Listing 8. Sample Errors

Copy content to clipboard

Code:

              
        int main()
        {
            char p[5];
            strcpy(p, "Hello, world.");
            puts(p);
        }

This program can be "run" in many environments. It compiles, executes, and prints "Hello, world." n "to the screen. If you use a memory tool to run the same application, an array boundary violation report is generated in row 4. In terms of understanding software errors (copying fourteen characters to a space that can only contain five characters), this method is much less costly than searching for error symptoms at the customer. This is the credit of the Memory tool.

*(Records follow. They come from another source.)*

PR #2058, opened 2026-08-04
Decode priv instruction operands

### LINKED ISSUE #2032: Instructions without a testplan entry are silently mis-sampled in operand-derived coverpoints (e.g. `ssamoswap.w/d`)
Per-instruction operand handlers in `coverpoints/coverage/RISCV_instruction_sample.svh` are **generated
from `testplans/*.csv`**. An instruction that is only ever exercised by *privileged* tests has no
testplan row, so it gets no handler and none of its operands are parsed. `ins.current.rs1_val`,
`rs2_val`, `imm`, … then keep their default of `0`.

Any coverpoint derived from those fields therefore samples **0 instead of the real value** — silently,
with no error or warning. The sample lands in a plausible-looking bin (typically the "zero" bin) and the
bins that should have been hit become permanently unreachable. This is not specific to one instruction: it affects **any covergroup that crosses an operand-derived
expression with an instruction that lacks a testplan row**.

## Reproduction

Verified on #2031
1. `framework/src/act/fcov/disassemble.svh` has **no case** for `SSAMOSWAP_W` / `SSAMOSWAP_D`, so
   `disassemble()` falls through to `default: decoded = "illegal";`
   (`framework/src/act/fcov/disassemble.svh:1435`).
2. `RISCV_instruction_sample.svh` dispatches operand handlers **by instruction name**. It is generated
   by `write_instruction_sample_file()` in
   `generators/coverage/src/covergroupgen/generate.py:862`, whose instruction set comes from
   `_merge_instruction_testplans()` — i.e. purely from `testplans/*.csv`. There is no
   `testplans/Zicfiss.csv`, so no `"ssamoswap.w"` / `"ssamoswap.d"` case is ever emitted.
3. With no handler, `add_rs1()` is never called, so `has_rs1 = 0` and `rs1_val = 0`.
4. Coverpoints computing an address as `ins.current.rs1_val + ins.current.imm` therefore see `0`.

Observed in `Ssnpm_cg` (`coverpoints/priv/Ssnpm_coverage.svh`), whose main cross is:

```systemverilog
cp_pmlen_masking : cross priv_mode_u, pmm, satp_mode, a_upper_bits, pm_insn;
```

with (from `coverpoints/general/RISCV_coverage_pmm_coverpoints.svh`):

```systemverilog
a_upper_bits: coverpoint ((ins.current.rs1_val + ins.current.imm) >> 48) { ... 8 bins ... }
```

Because `rs1_val` is always 0 for `ssamoswap`, every sample collapses into the `upper_0000` bin. The
other seven `a_upper_bits` bins are unreachable for both `ssamoswap.w` and `ssamoswap.d`:

| | |
|---|---|
| Missing cross bins | **14** of 9600 (7 tags × 2 instructions) |
| `cp_pmlen_masking` | 98.25% |
| `Ssnpm_cg` overall | **99.80%** — cannot reach 100% |

**The gap is invisible without the cross.** The `pm_insn` coverpoint samples raw `ins.current.insn`,
which needs no operand parsing, so its `ssamoswap_w` / `ssamoswap_d` bins each show a healthy 96 hits
and report 100%. Only the cross exposes that the address dimension was garbage.

## Suggested fixes

1. **Add the missing disassembly cases** in `framework/src/act/fcov/disassemble.svh`:

   ```systemverilog
   SSAMOSWAP_W: $sformat(decoded, "ssamoswap.w %s, %s, (%s)", rd, rs2, rs1);
   SSAMOSWAP_D: $sformat(decoded, "ssamoswap.d %s, %s, (%s)", rd, rs2, rs1);
   ```

2. **Provide a way to emit operand handlers for decode-only instructions** that have no testplan row —
   e.g. a small hand-maintained supplementary table consumed by `write_instruction_sample_file()`. The
   layout needed here is identical to the existing `amoswap.w` entry:

   ```systemverilog
   "ssamoswap.w" : begin
       ins.add_rd(0);
       ins.add_rs2(1);
       ins.add_rs1(2);
   end
   ```

jordancarlin:
Adds an instruction_formats CSV for instructions that are not used in
any unpriv testplans. The CSV specifies the instruction type and which
XLEN it applies to so it can be added to the sample function.

The initial version includes priv instructions from the base ISA,
Svinval, Zicfiss, and Zicfilp.

Fixes #2032


coverpoints/coverage/RISCV_instruction_sample.svh
```diff
@@ -492,6 +492,12 @@
             ins.add_rs1(0);
             ins.add_imm(1);
         end
+        "c.sspopchk"     : begin
```
davidharrishmc, line 495: Are wrs.nto and wrs.sto required?  Hypervisor memory accesses and fences and hinvals?

davidharrishmc (approved):
Approved with query about more instructions.

coverpoints/coverage/RISCV_instruction_sample.svh
jordancarlin: Added. None of the coverpoints seem to depend on them yet, but no harm in adding them.

PR #2065, opened 2026-08-05
Refactor testgen module organization and imports

### LINKED ISSUE #2061: testgen cyclic imports crash on some systems with nondeterministic import order
**Describe the bug**

Following the `README` on the default `act4` branch results in `testgen` failing before any ACT configuration or DUT integration.

[log.txt](https://github.com/user-attachments/files/30716882/log.txt)

The same steps work on the `main` branch.

**To reproduce**

```
https://github.com/riscv/riscv-arch-test
```

Default branch:

```
act4
```

Commands:

```bash
git clone https://github.com/riscv/riscv-arch-test
cd riscv-arch-test
mise trust
uv sync
uv run testgen --help
```

**Expected behavior**

`testgen` prints its help message.

Example (from the `main` branch):

```
Usage: testgen [OPTIONS] TESTPLAN_DIR
...
```

**Actual behavior**

`testgen` terminates with:

```text
ImportError: cannot import name 'extract_instruction_info' from partially initialized module 'testgen.coverpoints.vector.vector_helpers' (most likely due to a circular import) (/home/cpu/tmp/riscv-arch-test/generators/testgen/src/testgen/coverpoints/vector/vector_helpers.py)
```

> [!NOTE]
> Full log with the traceback is attached above.

**Additional context**

- Fresh clone, no local modifications.
- Reproduced on two independent clones.
- The repository default branch is currently `act4`.
- Switching to the `main` branch, deleting `.venv`, running `uv sync`, and executing the same command succeeds and displays the help text.

I originally encountered this while integrating a new DUT into ACT4, but this reproducer does not require any DUT configuration.

Additionally, the `README` currently points new users to the default `act4` branch:

https://github.com/riscv/riscv-arch-test/blob/80254f59309988a1c5faf1a2beed80f4e055bdf9/README.md#get-source-code

As a result, a first-time user following the documented setup on the default `act4` branch encounters this failure immediately.

jordancarlin:
Avoids import loops that can crash on some systems. Also make the import order deterministic to avoid different behavior on different systems in the future.

Fixes https://github.com/riscv/riscv-arch-test/issues/2061


generators/testgen/src/testgen/instructions/vector.py
```diff
@@ -0,0 +1,100 @@
...
+
+from testgen.constants import ELEN_MAX, MIN_SEW_MIN
+
+
+@dataclass
+class InstructionInfo:
+    """
+    Information parsed from an individual vector instruction name.
+
+    Formatter-aware callers add ``widened_regs`` after parsing; it defaults to
```
fourth-bit, line 22: Why was this change made? It seems like a pedantic change for a helper class. The inclusion of `widened_regs` by default in `parse_instruction_info` was intentional as it allows for `get_size_multiplier` to work in all cases without any extra effort from a caller's point of view.

jordancarlin: Setting `widened_regs` in `parse_instruction_info` required importing `get_instr_type_config` from `testgen.formatters.registry`. That ends up creating an import loop. The loop only manifests on some systems because of how Python imports work.

This is the loop:
- testgen.coverpoints.vector.vector_helpers                                                                              
     - testgen.formatters.registry       # imported for get_instr_type_config                                                 
         - testgen.formatters.types.vv_type  # loaded by formatter discovery                                                      
             - testgen.coverpoints.vector.vector_helpers

I couldn't find a good way to avoid that without breaking these up. If you have a better solution, feel free to follow up with another PR, but I'd like to get this merged in the meantime to fix #2061.

mondalsushant:
Thanks for this, @jordancarlin!

I tested this PR on the AlmaLinux 9.8 environment today that consistently reproduced #2061.

With `act4` HEAD, the flow previously failed during `testgen` import with the circular import / partially initialized module exception.

After checking out this PR (https://github.com/jordancarlin/riscv-arch-test/commit/53c253e2b2738fbbdc1b6de83a62384fa22ad642), I can no longer reproduce the import failure. The flow now successfully builds `testgen`, generates covergroups and test suites, and proceeds to the UDB configuration validation.

From my testing, this PR resolves the original import-order issue reported in #2061.

generators/testgen/src/testgen/instructions/vector.py
fourth-bit: Alright, I'll look for a solution and follow up with another PR when this gets merged. Have you found a way to reproduce the issue?

davidharrishmc (approved):

generators/testgen/src/testgen/instructions/vector.py
jordancarlin: I was able to reproduce the issue by stubbing in a custom version of the `rglob` function that goes in the reverse order, but that was very hacky.

PR #2071, opened 2026-08-06
Skip Vx in vector-testgen

jordancarlin:
Exclude suites handled by the main testgen from the standalone vector-testgen. This avoids duplicate generation of Vx tests.


jordancarlin:
CC @fourth-bit.

davidharrishmc (approved):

As a mature C or C ++ programmer, you realize that memory issues deserve special attention. By developing some plans and practices, you can find a way to control memory errors. Learn the correct mode of memory usage and quickly discover possible errors, making the technology described in this article part of your daily work. You can eliminate the symptoms in the application at the beginning, or it may take several days or weeks for debugging.

Contact Us

The content source of this page is from Internet, which doesn't represent Alibaba Cloud's opinion; products and services mentioned on that page don't have any relationship with Alibaba Cloud. If the content of the page makes you feel confusing, please write us an email, we will handle the problem within 5 days after receiving your email.

If you find any instances of plagiarism from the community, please send an email to: info-contact@alibabacloud.com and provide relevant evidence. A staff member will contact you within 5 working days.

A Free Trial That Lets You Build Big!

Start building with 50+ products and up to 12 months usage for Elastic Compute Service

  • Sales Support

    1 on 1 presale consultation

  • After-Sales Support

    24/7 Technical Support 6 Free Tickets per Quarter Faster Response

  • Alibaba Cloud offers highly flexible support services tailored to meet your exact needs.